### Task prompt:
All entries are to be retyped without alteration.
Start of Input records
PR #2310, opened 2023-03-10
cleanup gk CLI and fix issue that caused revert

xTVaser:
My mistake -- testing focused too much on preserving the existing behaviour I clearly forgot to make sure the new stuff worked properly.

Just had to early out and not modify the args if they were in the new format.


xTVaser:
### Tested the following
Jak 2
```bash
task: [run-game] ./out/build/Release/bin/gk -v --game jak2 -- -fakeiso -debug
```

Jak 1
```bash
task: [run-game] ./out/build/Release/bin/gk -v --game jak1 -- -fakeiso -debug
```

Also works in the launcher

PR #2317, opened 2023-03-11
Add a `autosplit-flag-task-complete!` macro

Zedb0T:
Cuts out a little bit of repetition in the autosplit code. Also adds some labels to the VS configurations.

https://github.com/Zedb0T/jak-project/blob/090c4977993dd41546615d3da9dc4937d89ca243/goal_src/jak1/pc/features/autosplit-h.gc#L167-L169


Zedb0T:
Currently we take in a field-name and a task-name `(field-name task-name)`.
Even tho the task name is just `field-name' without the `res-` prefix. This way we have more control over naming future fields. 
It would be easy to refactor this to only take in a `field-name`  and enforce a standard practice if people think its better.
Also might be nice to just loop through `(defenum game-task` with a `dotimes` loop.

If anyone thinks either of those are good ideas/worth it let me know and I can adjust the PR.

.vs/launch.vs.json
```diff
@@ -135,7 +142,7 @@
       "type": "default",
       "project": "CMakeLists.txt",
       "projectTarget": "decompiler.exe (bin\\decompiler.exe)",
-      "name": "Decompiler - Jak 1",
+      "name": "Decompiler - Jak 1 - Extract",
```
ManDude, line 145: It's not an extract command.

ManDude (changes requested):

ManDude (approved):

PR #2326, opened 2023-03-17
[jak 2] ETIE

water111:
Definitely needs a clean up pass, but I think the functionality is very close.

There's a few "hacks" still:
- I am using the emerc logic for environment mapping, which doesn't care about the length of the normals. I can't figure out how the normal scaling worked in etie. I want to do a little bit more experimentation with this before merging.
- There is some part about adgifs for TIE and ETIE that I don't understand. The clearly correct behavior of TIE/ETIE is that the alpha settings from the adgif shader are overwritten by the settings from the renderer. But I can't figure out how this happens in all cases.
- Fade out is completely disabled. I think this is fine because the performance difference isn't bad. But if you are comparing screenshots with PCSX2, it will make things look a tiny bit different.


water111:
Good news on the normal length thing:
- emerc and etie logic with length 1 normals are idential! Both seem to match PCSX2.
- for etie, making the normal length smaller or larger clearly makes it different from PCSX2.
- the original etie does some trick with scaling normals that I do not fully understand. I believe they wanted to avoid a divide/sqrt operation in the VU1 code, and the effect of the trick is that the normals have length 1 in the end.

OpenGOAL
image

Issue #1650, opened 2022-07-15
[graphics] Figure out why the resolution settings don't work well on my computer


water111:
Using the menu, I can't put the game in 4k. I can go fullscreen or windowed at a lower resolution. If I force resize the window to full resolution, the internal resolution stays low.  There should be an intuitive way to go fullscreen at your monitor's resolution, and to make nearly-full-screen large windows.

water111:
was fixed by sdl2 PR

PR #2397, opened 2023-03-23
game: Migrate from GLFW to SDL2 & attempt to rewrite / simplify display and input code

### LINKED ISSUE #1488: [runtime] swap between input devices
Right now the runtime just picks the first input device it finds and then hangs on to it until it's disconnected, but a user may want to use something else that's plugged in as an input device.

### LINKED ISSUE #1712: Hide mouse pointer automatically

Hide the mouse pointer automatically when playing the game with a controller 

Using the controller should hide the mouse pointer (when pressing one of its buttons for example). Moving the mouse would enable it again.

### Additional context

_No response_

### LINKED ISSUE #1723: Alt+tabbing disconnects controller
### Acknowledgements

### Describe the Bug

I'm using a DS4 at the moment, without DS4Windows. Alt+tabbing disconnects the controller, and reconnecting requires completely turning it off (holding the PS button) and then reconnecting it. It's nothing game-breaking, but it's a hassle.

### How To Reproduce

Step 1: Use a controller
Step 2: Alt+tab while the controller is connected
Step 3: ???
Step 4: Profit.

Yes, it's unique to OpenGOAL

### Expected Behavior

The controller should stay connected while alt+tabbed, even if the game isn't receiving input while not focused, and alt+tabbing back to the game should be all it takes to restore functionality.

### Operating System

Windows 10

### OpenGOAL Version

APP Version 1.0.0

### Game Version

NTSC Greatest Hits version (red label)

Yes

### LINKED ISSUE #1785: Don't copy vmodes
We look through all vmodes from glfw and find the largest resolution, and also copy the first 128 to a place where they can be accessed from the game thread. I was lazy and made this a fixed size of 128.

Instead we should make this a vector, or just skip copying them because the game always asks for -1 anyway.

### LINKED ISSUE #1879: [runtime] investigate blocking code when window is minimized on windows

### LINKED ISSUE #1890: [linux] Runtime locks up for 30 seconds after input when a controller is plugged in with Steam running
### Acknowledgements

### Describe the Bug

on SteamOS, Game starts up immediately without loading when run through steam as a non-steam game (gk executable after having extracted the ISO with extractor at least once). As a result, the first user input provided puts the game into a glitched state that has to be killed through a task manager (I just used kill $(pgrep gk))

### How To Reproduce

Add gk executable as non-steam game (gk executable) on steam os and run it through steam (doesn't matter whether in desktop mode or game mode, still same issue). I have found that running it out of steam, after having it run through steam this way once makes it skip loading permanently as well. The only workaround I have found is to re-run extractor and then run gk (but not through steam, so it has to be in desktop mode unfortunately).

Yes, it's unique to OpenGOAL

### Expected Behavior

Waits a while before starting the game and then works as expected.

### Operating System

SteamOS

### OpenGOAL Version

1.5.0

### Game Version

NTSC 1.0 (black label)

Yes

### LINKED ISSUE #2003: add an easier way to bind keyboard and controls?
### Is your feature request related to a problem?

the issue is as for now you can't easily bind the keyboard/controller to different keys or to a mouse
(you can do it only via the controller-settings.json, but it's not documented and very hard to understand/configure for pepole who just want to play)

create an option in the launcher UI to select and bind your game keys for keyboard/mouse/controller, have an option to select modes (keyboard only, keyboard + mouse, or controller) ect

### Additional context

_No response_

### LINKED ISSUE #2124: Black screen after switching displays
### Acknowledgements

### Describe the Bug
End of Input records
### Answer box:
PR #2310, opened 2023-03-10
cleanup gk CLI and fix issue that caused revert

xTVaser:
My mistake -- testing focused too much on preserving the existing behaviour I clearly forgot to make sure the new stuff worked properly.

Just had to early out and not modify the args if they were in the new format.


xTVaser:
### Tested the following
Jak 2
```bash
task: [run-game] ./out/build/Release/bin/gk -v --game jak2 -- -fakeiso -debug
```

Jak 1
```bash
task: [run-game] ./out/build/Release/bin/gk -v --game jak1 -- -fakeiso -debug
```

Also works in the launcher

PR #2317, opened 2023-03-11
Add a `autosplit-flag-task-complete!` macro

Zedb0T:
Cuts out a little bit of repetition in the autosplit code. Also adds some labels to the VS configurations.

https://github.com/Zedb0T/jak-project/blob/090c4977993dd41546615d3da9dc4937d89ca243/goal_src/jak1/pc/features/autosplit-h.gc#L167-L169


Zedb0T:
Currently we take in a field-name and a task-name `(field-name task-name)`.
Even tho the task name is just `field-name' without the `res-` prefix. This way we have more control over naming future fields. 
It would be easy to refactor this to only take in a `field-name`  and enforce a standard practice if people think its better.
Also might be nice to just loop through `(defenum game-task` with a `dotimes` loop.

If anyone thinks either of those are good ideas/worth it let me know and I can adjust the PR.

.vs/launch.vs.json
```diff
@@ -135,7 +142,7 @@
       "type": "default",
       "project": "CMakeLists.txt",
       "projectTarget": "decompiler.exe (bin\\decompiler.exe)",
-      "name": "Decompiler - Jak 1",
+      "name": "Decompiler - Jak 1 - Extract",
```
ManDude, line 145: It's not an extract command.

ManDude (changes requested):

ManDude (approved):

PR #2326, opened 2023-03-17
[jak 2] ETIE

water111:
Definitely needs a clean up pass, but I think the functionality is very close.

There's a few "hacks" still:
- I am using the emerc logic for environment mapping, which doesn't care about the length of the normals. I can't figure out how the normal scaling worked in etie. I want to do a little bit more experimentation with this before merging.
- There is some part about adgifs for TIE and ETIE that I don't understand. The clearly correct behavior of TIE/ETIE is that the alpha settings from the adgif shader are overwritten by the settings from the renderer. But I can't figure out how this happens in all cases.
- Fade out is completely disabled. I think this is fine because the performance difference isn't bad. But if you are comparing screenshots with PCSX2, it will make things look a tiny bit different.


water111:
Good news on the normal length thing:
- emerc and etie logic with length 1 normals are idential! Both seem to match PCSX2.
- for etie, making the normal length smaller or larger clearly makes it different from PCSX2.
- the original etie does some trick with scaling normals that I do not fully understand. I believe they wanted to avoid a divide/sqrt operation in the VU1 code, and the effect of the trick is that the normals have length 1 in the end.

OpenGOAL
image

Issue #1650, opened 2022-07-15
[graphics] Figure out why the resolution settings don't work well on my computer


water111:
Using the menu, I can't put the game in 4k. I can go fullscreen or windowed at a lower resolution. If I force resize the window to full resolution, the internal resolution stays low.  There should be an intuitive way to go fullscreen at your monitor's resolution, and to make nearly-full-screen large windows.

water111:
was fixed by sdl2 PR

PR #2397, opened 2023-03-23
game: Migrate from GLFW to SDL2 & attempt to rewrite / simplify display and input code

### LINKED ISSUE #1488: [runtime] swap between input devices
Right now the runtime just picks the first input device it finds and then hangs on to it until it's disconnected, but a user may want to use something else that's plugged in as an input device.

### LINKED ISSUE #1712: Hide mouse pointer automatically

Hide the mouse pointer automatically when playing the game with a controller 

Using the controller should hide the mouse pointer (when pressing one of its buttons for example). Moving the mouse would enable it again.

### Additional context

_No response_

### LINKED ISSUE #1723: Alt+tabbing disconnects controller
### Acknowledgements

### Describe the Bug

I'm using a DS4 at the moment, without DS4Windows. Alt+tabbing disconnects the controller, and reconnecting requires completely turning it off (holding the PS button) and then reconnecting it. It's nothing game-breaking, but it's a hassle.

### How To Reproduce

Step 1: Use a controller
Step 2: Alt+tab while the controller is connected
Step 3: ???
Step 4: Profit.

Yes, it's unique to OpenGOAL

### Expected Behavior

The controller should stay connected while alt+tabbed, even if the game isn't receiving input while not focused, and alt+tabbing back to the game should be all it takes to restore functionality.

### Operating System

Windows 10

### OpenGOAL Version

APP Version 1.0.0

### Game Version

NTSC Greatest Hits version (red label)

Yes

### LINKED ISSUE #1785: Don't copy vmodes
We look through all vmodes from glfw and find the largest resolution, and also copy the first 128 to a place where they can be accessed from the game thread. I was lazy and made this a fixed size of 128.

Instead we should make this a vector, or just skip copying them because the game always asks for -1 anyway.

### LINKED ISSUE #1879: [runtime] investigate blocking code when window is minimized on windows

### LINKED ISSUE #1890: [linux] Runtime locks up for 30 seconds after input when a controller is plugged in with Steam running
### Acknowledgements

### Describe the Bug

on SteamOS, Game starts up immediately without loading when run through steam as a non-steam game (gk executable after having extracted the ISO with extractor at least once). As a result, the first user input provided puts the game into a glitched state that has to be killed through a task manager (I just used kill $(pgrep gk))

### How To Reproduce

Add gk executable as non-steam game (gk executable) on steam os and run it through steam (doesn't matter whether in desktop mode or game mode, still same issue). I have found that running it out of steam, after having it run through steam this way once makes it skip loading permanently as well. The only workaround I have found is to re-run extractor and then run gk (but not through steam, so it has to be in desktop mode unfortunately).

Yes, it's unique to OpenGOAL

### Expected Behavior

Waits a while before starting the game and then works as expected.

### Operating System

SteamOS

### OpenGOAL Version

1.5.0

### Game Version

NTSC 1.0 (black label)

Yes

### LINKED ISSUE #2003: add an easier way to bind keyboard and controls?
### Is your feature request related to a problem?

the issue is as for now you can't easily bind the keyboard/controller to different keys or to a mouse
(you can do it only via the controller-settings.json, but it's not documented and very hard to understand/configure for pepole who just want to play)

create an option in the launcher UI to select and bind your game keys for keyboard/mouse/controller, have an option to select modes (keyboard only, keyboard + mouse, or controller) ect

### Additional context

_No response_

### LINKED ISSUE #2124: Black screen after switching displays
### Acknowledgements

### Describe the Bug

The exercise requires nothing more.